PR #1806, opened 2026-07-27
growth: WhatsApp sends behind a hard opt-in guard

prakashUXtech:
Stacked on #1803 (sibling of #1804 and #1805 — all three branch off the gate slice).

Approved WhatsApp drafts now send via MSG91, but only to a prospect with a recorded opt-in. Meta's policy isn't advisory here: business-initiated templates to non-opted-in numbers wreck the WABA quality rating and get numbers banned — for the whole tenant, not the one draft. So the guard is a service-layer invariant, not a UI convention.

**A prospect without opt-in produces zero provider interaction.** The check fires before credentials are even resolved (whatsapp.py step 3, ahead of the client build), writes a `blocked`/`not_opted_in` compliance row, raises a typed error, and leaves the draft `approved`. Success walks approved→sent through the existing `gate_transition` seam.

- Inbound webhook fails closed on bad, missing, replayed **and** unconfigured signatures — nothing is read from an unverified body — and always returns a constant `{"ok": true}` so it can't be used to probe whether a number is in our database.
- `GROWTH_WHATSAPP_MAX_PER_HOUR` (default 20) refuses the N+1th send with no provider call; refused attempts don't consume the window, and `0` refuses everything rather than quietly meaning unlimited.
- Authkey resolves per workspace through connector state with no env fallback; the credentials repr redacts it.

## Verification
237 passed across growth, ship and instinct. Network-free by construction — the fake is injected at the client-build seam, so the class that imports httpx is never constructed on any test path. The critical test asserts the fake was **never invoked** for a non-opted-in prospect. Both import-linter configs green; ruff clean.

## Known gaps for review
- **Not operator-usable as shipped:** there's no `connectors/msg91.yaml`, and the state store won't create rows, so the config has to be inserted by hand until a follow-up adds the connector definition. Dispatch degrades cleanly to `blocked`/`not_configured` meanwhile.
- **The MSG91 request envelope is unverified against a live account** — their public docs don't publish the JSON body shape. Worth one live smoke before production; the failure mode is a clean error row, not a silent send.
- The hourly cap counts log rows rather than using an atomic counter, so concurrent workers could overshoot slightly.
- Webhook tenancy is number-derived; resolving it from the receiving integrated number needs the connector row to be queryable by config value.
- `WhatsAppSendLog` needs reconciling with #1804's MessageLog once both land.

### DIFF
--- a/docs/api-reference.md
+++ b/docs/api-reference.md
@@ -82,6 +82,15 @@ GET /growth/drafts with prospect|channel|status filters, POST
 draft→proposed→approved→sent, sent→replied, non-terminal→rejected; illegal
 moves 422 draft.illegal_transition.
 
+Updated: 2026-07-27 (feat/growth-g6) — documented the Growth — WhatsApp
+dispatch section: the growth.dispatch job's channel="whatsapp" branch sends via
+MSG91 behind a HARD prospect.opted_in guard (not opted in ⇒ no provider call at
+all, typed error, blocked send-log row, draft left approved), the guard order,
+the per-attempt WhatsAppSendLog compliance record, connector-state credential
+resolution (no env fallback for the authkey), the fail-closed inbound webhook
+POST /growth/webhooks/msg91, and the GROWTH_WHATSAPP_MAX_PER_HOUR /
+GROWTH_MSG91_WEBHOOK_SECRET environment variables.
+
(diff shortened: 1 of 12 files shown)


prakashUXtech:

PR #1807, opened 2026-07-27
/growth: the outbound engine, gated end to end

prakashUXtech:
The whole `/growth` wave, consolidated. The eight slice PRs (#1798–#1806) and
the three stacked ones (#1808, #1809, #1812) are closed — every commit is here,
and this is the single review surface.

`/growth` is the outbound engine as a paw-os verb surface: find people worth
reaching, write to them, and never send anything a human didn't approve.

```
  prospect → draft → propose → INSTINCT TRAY → approve → send
                                     ↑                     ↓
                              a human, always      email · whatsapp
                                                   linkedin (manual)
                                                          ↓
                                          no reply → daily sweep proposes
                                                     a follow-up
```

## The gate

Nothing sends without an approved `_growth_send` Instinct proposal. There is no
direct-send code path anywhere — not in the service, not in the router, not in
the agent's tool surface. `connectors/mailtrap.yaml` ships `actions: []` for the
same reason: every route around the gate stays shut, including friendly-looking
ones.

WhatsApp sends are refused outright for a prospect without `opted_in`, in the
service before credentials are even resolved.

## The agent's reach

An in-process MCP server (`pocketpaw_growth`, 13 tools) lets the chat rail work
a prospect end to end and stop at **proposed**. No tool sends. No write tool
takes a `status` argument. `gate_transition` is not imported, and a test asserts
it stays that way — against the tool *list and schemas*, so a future tool that
opens the door fails the suite rather than passing review.

The discovery tools follow the same shape: the agent can define and dry-run a
hunt, but no tool accepts a `cadence`. Scheduling is a standing spend
commitment, so a human makes it.

## Discovery

An **ICP** is a standing description of who you want, in a sentence, plus a
cadence. Discovery is not a scraper and not a vendor integration — it is the
agent's own research on a schedule, filed through the existing
`upsert_by_domain` path with `source='discovery'`, the `icp_id`, and the URLs
the research actually read.

**`recordable_emails` is the one door** that turns evidence into a storable
address. Anything guessed, merely claimed, or missing its source URL is dropped,
so a prospect with no email is the honest, normal result. This is enforced in
code, not asked of a prompt: Clay and Apollo buy verification waterfalls, an LLM
cannot, and a guessed address bounces onto the sending domain's reputation.

The researcher agent holds exactly `WebSearch` and `WebFetch` under
`tool_mode: "exclusive"` — no write tools, because one would route around that
door.

## Multi-client

Prospects and hunts scope by the existing project primitive, one project per
client. Email sender identity resolves per project at dispatch, per field, with
the workspace as fallback — the client's name in `from_name` and their inbox in
`reply_to`. `from_email` stays pinned to `GROWTH_SENDING_DOMAIN`: mail claiming
a domain you don't hold fails DMARC and burns the domain you *do* hold.

## Verified live, not just tested

- 366 tests in `tests/cloud/growth/`, both import-linter configs clean.
- One real hunt against Pune web studios: 5/5 companies real (every domain
  returns 200), every email observed on a contact page with its URL recorded.
- The filing path run twice: `filed=3`, then `filed=0 skipped_existing=3` —
  dedupe holds.
- Preview verified to write nothing (discovery-sourced prospect count unchanged).

**One bug this caught that tests could not.** 23 researcher tests passed while
every live hunt returned "response could not be read": the event collector was
sweeping in `tool_result` events, which carry the raw WebSearch payload — itself
JSON — so the extractor parsed a page of search hits instead of the answer. The
fake in the tests never emitted tool events, so it could not have caught it.
Fixed, with a regression test.

## Not done, deliberately

- The 06:00 discovery cron has never fired on a schedule here — it needs an arq
  worker. The sweep itself is tested; the trigger is not.
- MSG91's request envelope is unverified against a live account.
- `connectors/msg91.yaml` doesn't exist yet — it needs a hand-inserted row.

Frontend counterpart: qbtrix/paw-enterprise#698. The list endpoint is a
**breaking change** (`{items, next_cursor, total}` instead of a bare array), so
the pair merges together or the list goes blank.


prakashUXtech:
Rebased onto current dev (`fa593da`, 84 commits on the branch now). Notes from the rebase, since a few spots needed judgment:

- `ee/pyproject.toml` — both sides had independently fixed the stale codeagent import-linter contract; kept dev's package-form fix, since the hand-kept name list is what went stale in the first place.
- `ee/pocketpaw_ee/instinct/router.py` — dev added the `_customer_reply` tenancy gate while this branch introduced the `_assert_gated_workspaces` chokepoint. Kept the chokepoint and folded the customer-reply guard into it, so both kinds run at all four dispatch paths (approve / bulk-approve / reject / bulk-reject).
- Rebasing linearized away two adaptations that only lived in the branch's own merge commits — one was a live AttributeError in the WhatsApp dispatch path (`load_draft_for_dispatch` vs the real `get_draft_for_dispatch` seam). Restored byte-for-byte from the pre-rebase integration tip in `96988b3`.
- `tests/ee/test_paw_bar_customer_reply_router.py` seeded its forged `_customer_reply` blob through the generic propose route, which this branch's F2 hardening now refuses with a 422 — that refusal is the fix working. The harness seeds in-process now, matching how `decision_loop` files those proposals in production (`6321a88`).

Verification on the rebased tip: `tests/cloud/growth/` 366 passed; growth + instinct-consumer sweep 515 passed; `lint-imports` on both configs, 37 contracts kept, 0 broken.

PR #1809, opened 2026-07-28
Give the growth agent tools — read, draft, propose, never send

prakashUXtech:
`/growth` now has a chat rail (paw-enterprise#707), and until this lands that
rail is an agent that can discuss your prospects but can't touch one. Every
other verb surface has an MCP server; this is growth's.

`pocketpaw_growth`, nine tools, all of them through `cloud.growth.service`:

| Tool | RBAC |
|---|---|
| `growth_list_prospects` — filters, `q`, `sort`, `cursor` | `growth.read` |
| `growth_get_prospect` — the record plus its drafts | `growth.read` |
| `growth_list_drafts` | `growth.read` |
| `growth_linkedin_queue` | `growth.read` |
| `growth_upsert_prospect` | `growth.write` |
| `growth_create_draft` / `growth_update_draft` | `growth.write` |
| `growth_propose_send` / `growth_propose_send_batch` | `growth.manage` |

Registered through a `pocketpaw.mcp_servers` entry point and added to the
import-linter Growth contract's source modules, so a Beanie import from the
agent surface breaks CI rather than review.

## The gate

The agent's reach stops at a **proposed** draft. No tool sends. No write tool
takes a `status` argument — the only `status` enum on the surface is a read
filter on `growth_list_drafts`, and it moves nothing. Neither
`gate_transition` nor `mark_linkedin_sent` is referenced in the module.

`TestTheGateHolds` asserts that against the tool list and the schemas rather
than against today's tools, so a future tool that opens the door fails the
suite. A dynamic pass drives every tool and asserts the drafts stopped at
`proposed`.

## Three things beyond the brief

**`service.update_draft` + `PATCH /growth/drafts/{id}`.** `growth_update_draft`
had no backing service function. The new one refuses anything past `draft` with
403 `draft.not_editable` — from `proposed` on, the stored body is what the Tray
shows a human and what the worker puts on the wire, so an edit there is a send
bypass wearing an edit's clothes. Exposed over HTTP too, since the UI wants the
same thing.

**`growth_list_drafts`.** `propose_send_batch` is unusable without a way to
collect draft ids across prospects; `get_prospect` reaches one at a time.

**`cursor` on `growth_list_prospects`.** The page already returns
`next_cursor`; without the argument the agent can't reach row 200.

`growth_upsert_prospect` merges rather than replaces. `upsert_by_domain`
overwrites every mutable field, so a naive re-upsert would reset a prospect in
`in_sequence` back to `new` and blank whatever the agent didn't repeat. The
handler reads the row first and carries the rest forward. Prospect status is
never settable by the agent.

## Tests

268 pass in `tests/cloud/growth/` (28 new MCP tests, 6 new draft-edit tests),
43 across the MCP registry and instinct, both import-linter configs clean.
`tests/ee/` minus sites: 1604 passed, 1 skipped.

`tests/ee/sites` is 61 failed / 3 errors and pre-existing — identical on the
base branch, nothing to do with growth.

One red this branch did cause and fixes: `test_mcp_claude_sdk.py`'s
`_strip_builtin_servers` needs every new ambient server listed. `pocketpaw_code`
and `pocketpaw_ship` were never added when they landed, so that file had 6
failing assertions on the base branch. Green now.

## Worth knowing before merge

- **There is no `GROWTH` SurfaceKind.** The tools reach the agent anyway —
  `surface='growth'` falls back to `GENERIC`, whose default profile applies no
  MCP restriction, and this server is ambient. But the rail gets no preamble
  handler and no profile-scoped allowlist. Natural next slice; `GROWTH_TOOL_IDS`
  is exported ready for it.
- The entry point registers on `uv sync --dev --group ee` (editable installs
  cache entry points in dist-info). Deploy needs the same.

### DIFF
--- a/docs/api-reference.md
+++ b/docs/api-reference.md
@@ -110,6 +110,15 @@ Security review follow-up: documented per-route growth RBAC
 and the fact that a _growth_send blob can only be minted by this route —
 the generic POST /instinct/actions refuses reserved gated parameter keys.
 
+Updated: 2026-07-28 (feat/growth-mcp) — added the Growth — the agent surface
+section: the nine pocketpaw_growth in-process MCP tools the chat agent on the
+/growth rail drives, the table of how that surface is narrower than the HTTP
+one, and why the agent's reach ends at proposed (no send tool, no status
+argument, no route to gate_transition). Also added PATCH /growth/drafts/{id}
+— edit a draft's copy while it is still `draft`; anything past that is
+403 draft.not_editable, because from proposed on the stored body is what the
+Tray shows and what the worker sends.
+
 Updated: 2026-07-28 (feat/growth-api-scale) — the prospect list grew a scale
 surface. BREAKING: GET /growth/prospects now returns
 {items, next_cursor, total} instead of a bare array. Added q search across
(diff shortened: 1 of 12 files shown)


prakashUXtech:
Landed on `integration/growth-v1` by fast-forwarding the stack tip — every commit here is on the integration branch unchanged (GitHub reports no diff between the two). Closing the stacked PR; the review record stays readable here, and `integration/growth-v1` → dev (#1807) is the landing gate.

PR #1812, opened 2026-07-28
One pipeline per client, and a prospect that can be just a domain

prakashUXtech:
An agency isn't one outbound pipeline — it's one per client. `/growth` v1
scoped everything to a workspace, so an agency running outbound for eight
clients got eight pipelines in one undifferentiated list, all sending from the
same identity. This scopes growth by the project primitive that `tasks` and
`cycles` already use, and fixes the import path that made the whole surface
unusable from zero.

Spec: `docs/design/drafts/2026-07-28-growth-discovery-and-projects.md` §3, §5.

## A prospect can be just a domain

`name` and `company` lose `min_length=1` and default to `""`, meaning *not yet
known*. That's the honest shape an import arrives in — someone hands you forty
agency websites and nothing else; research fills the rest in later. `domain`
stays required and still normalises.

The sweep for what breaks on an empty name found three real ones, all fixed:
the LinkedIn markdown export would have written `## — `, the follow-up subject
would have read `Following up —`, and the MCP upsert's `or "unknown"` fallbacks
would have **stamped the literal string "unknown" over a stored blank** on any
enrichment call.

The MCP handler's own refusal to create a nameless prospect is untouched. That
guard is about a different caller: when the agent researches a company and
files it, it should know the name, and an "unknown / unknown" row is worse than
a refusal it can act on. A human pasting a domain list carries no such
obligation. Same field, two callers, two truths.

## `project_id` on Prospect

Mirrors `tasks` exactly — nullable on the domain object, the doc and the DTOs,
validated at entry against the workspace, an optional filter on list, facets
and search, plus a `(workspace, project_id, createdAt)` index. A workspace not
using projects sees no change.

Growth got its own `_ensure_project_in_workspace` rather than importing
`tasks`'. Not a contract problem — both linter configs pass either way — but
that helper is private, and reaching across an entity boundary for a sibling's
private function is the drift the 4-file rule exists to prevent. Both copies
call the same public `projects.service.exists_in_workspace`.

Two edges worth knowing: an upsert only ever *sets* `project_id` and never
clears it, because otherwise every agent enrichment call would silently orphan
a client's prospect — un-assigning is an explicit `PATCH` with `""`. And a row
naming a foreign project is now one indexed error inside a bulk ingest rather
than a 404 that kills the whole batch.

## Sending as the client — and the part that can't work

Per-**field** fallback to the workspace default, resolved in front of the
existing credential read. A project that overrides only the display name keeps
the workspace reply-to instead of losing it, which is the common case: one
agency inbox, many client names.

**`from_email` stays pinned to `GROWTH_SENDING_DOMAIN`, and the spec was wrong
to imply otherwise.** You cannot send as `hello@theirdomain.com` without their
DNS — mail claiming a domain you don't hold fails DMARC, lands in spam, and
burns the reputation of the domain you *do* hold. The honest shape is
`clientname@<sending-domain>` in the from-address, the client's name in
`from_name`, and the client's own inbox in `reply_to`, which is how agencies
actually send and reads correctly to the recipient. Sending from a client's own
domain needs their DNS delegated — an onboarding flow, not a config key.

The token stays the workspace's, so disabling the connector still revokes every
project at once. Email only; WhatsApp is untouched and needs Meta Tech Provider
onboarding separately.

## The follow-up sweep works one client at a time

Threads partition by `(workspace, project)` before being worked, over the same
collapsed thread map the flat loop already walked — one thread, one prospect,
one project — so every thread is still visited exactly once. The open-follow-up
idempotency guard is untouched in place, and a test pins that a second pass over
grouped data proposes nothing. Cheap checks stay in front of the prospect read,
so a not-yet-due backlog costs no more than before.

## Tests

294 pass in `tests/cloud/growth/`, up from 274 on the base — 20 new. Both
import-linter configs clean (1 and 35 contracts). mypy reports the same 10
errors on the same lines as the base commit; none added.

`tests/cloud/tasks/` has 14 failures, confirmed pre-existing by running them on
the base commit — identical 14.

No new routes, so the guard-coverage surface in `test_gate.py` is unchanged by
design: `project_id` rides as a query param on the existing list and facets
routes.

### DIFF
--- a/CLAUDE.md
+++ b/CLAUDE.md
@@ -236,7 +236,11 @@ The web dashboard (`frontend/`) is vanilla JS/CSS/HTML served via FastAPI+Jinja2
   invoices and receipts with it. The provider credential itself is **not** an env
   var: it is per-workspace connector state on the workspace's `mailtrap` connector
   row (`MAILTRAP_API_TOKEN`, plus optional `MAILTRAP_FROM_EMAIL` /
-  `MAILTRAP_FROM_NAME`), so disabling the connector revokes sending immediately.
+  `MAILTRAP_FROM_NAME`, `MAILTRAP_REPLY_TO`, and `MAILTRAP_PROJECT_SENDERS` — a
+  `{project_id: {from_email, from_name, reply_to}}` map so an agency sends as the
+  client whose project owns the prospect, resolved per field with the workspace
+  values as the fallback), so disabling the connector revokes sending immediately
+  for every project at once.
   See `ee/pocketpaw_ee/cloud/growth/connector.py` and `docs/api-reference.md`.
 - **Session supervisor config**: `POCKETPAW_SESSION_SUPERVISOR` (default OFF). When
   truthy (`1`/`true`/`yes`/`on`), the cloud chat executor drives every agent turn
--- a/connectors/mailtrap.yaml
+++ b/connectors/mailtrap.yaml
@@ -37,6 +37,21 @@ auth:
     - name: MAILTRAP_FROM_NAME
       description: Display name on the From header (optional).
       required: false
+    - name: MAILTRAP_REPLY_TO
+      description: >-
+        Reply-To header for cold outreach (optional). Unlike the from-address
+        this is NOT constrained to the sending domain — it only tells the
+        recipient where to write back, so it can point at a real inbox.
+      required: false
+    - name: MAILTRAP_PROJECT_SENDERS
+      description: >-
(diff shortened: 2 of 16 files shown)


prakashUXtech:
Landed on `integration/growth-v1` by fast-forwarding the stack tip — every commit here is on the integration branch unchanged (GitHub reports no diff between the two). Closing the stacked PR; the review record stays readable here, and `integration/growth-v1` → dev (#1807) is the landing gate.

PR #1816, opened 2026-07-29
The concierge remembers what the visitor already told it

prakashUXtech:
Stacked on `feat/concierge-knowledge-and-transcripts` (#1797), so review this
diff alone.

## The defect, reproduced before and after

Before, on a live local backend against the Ridgeline HVAC demo site:

    visitor: My name is Priya and I have exactly 12 freelance clients.
    bot:     Nice to meet you, Priya.
    visitor: What is my name, and how many clients did I say I have?
    bot:     I don't have that information, you haven't shared your name...

After, same rig, same two turns:

    bot:     Your name is Priya, and you said you have 12 freelance clients.

This was not a missing feature so much as a structural hole. Every authed
surface persists the user turn as its own Message document, so history reads
back. A concierge visitor is anonymous, has no thread and no Message rows, so
there was nothing to read and every turn was answered cold.

The transcript work on the base branch is what makes the fix small: the stored
run docs already hold both halves of every exchange, so they are the memory
too. Same rows, same query, shaped for the model instead of for the dashboard.

## Isolation is the property that matters

`_concierge_runs_for_visitor` extracts the query the owner transcript already
used, so there is exactly ONE definition of "this visitor's turns" rather than
a second one that can drift. All four predicates carry weight: workspace,
context_type, the site's own pocket, and the anonymous customer handle. Tests
cover a sibling visitor, a sibling site, and another tenant, each proving their
turns never appear.

## Bounds

Three, each closing a different hole: twelve exchanges replayed, 2000
characters per line, 12000 overall. Turns are fitted newest-first so the budget
drops the oldest and the replay stays contiguous rather than gappy, and a
single long reply is clipped rather than allowed to evict every other turn.
Without these, a visitor could grow the prompt indefinitely by pasting, and
every turn would re-send and re-bill the whole conversation.

## Privacy

Gated on the same `concierge_store_transcripts` toggle as the write. Retention
off means no stored text, so no memory. That is the owner's privacy choice
working, not a gap to route around with a parallel store, and the docs now say
so plainly.

Reads happen before the current turn's run doc is written, so the visitor's
message rides in `content` exactly once. A failed history read answers without
memory rather than 500-ing the visitor.

## Tests

79 passing across the concierge chat and admin aggregation suites, including
the four isolation cases, both bounds, the clip-not-evict case, the
failure-soft path, and no-duplicate-current-message. `ruff check`, `ruff format
--check` and both import-linter configs are green.

Verified live end to end, not only in unit tests.

### DIFF
--- a/docs/concepts/concierge-knowledge.mdx
+++ b/docs/concepts/concierge-knowledge.mdx
@@ -95,7 +95,7 @@ an email address, or an order number. Each site therefore has its own switch:
   `GET`/`PATCH /paw-bar/admin/site/{site_id}/settings`.
 - With it **off**, the concierge keeps working and keeps storing its own replies.
   Only the visitor's words are dropped, and transcripts for that site show the
-  assistant side alone.
+  assistant side alone. It also stops remembering across turns — see below.
 - The agent always receives the full message either way. The switch governs storage,
   never the answer.
 - It is read on every message, so turning it off stops collection from the next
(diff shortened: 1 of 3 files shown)


prakashUXtech:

----

Up to and including the line with "Stacked on #1803", output every line of the records above exactly, starting from the first; output nothing else.

**WRITTEN SOLUTION**.
PR #1806, opened 2026-07-27
growth: WhatsApp sends behind a hard opt-in guard

prakashUXtech:
Stacked on #1803 (sibling of #1804 and #1805 — all three branch off the gate slice).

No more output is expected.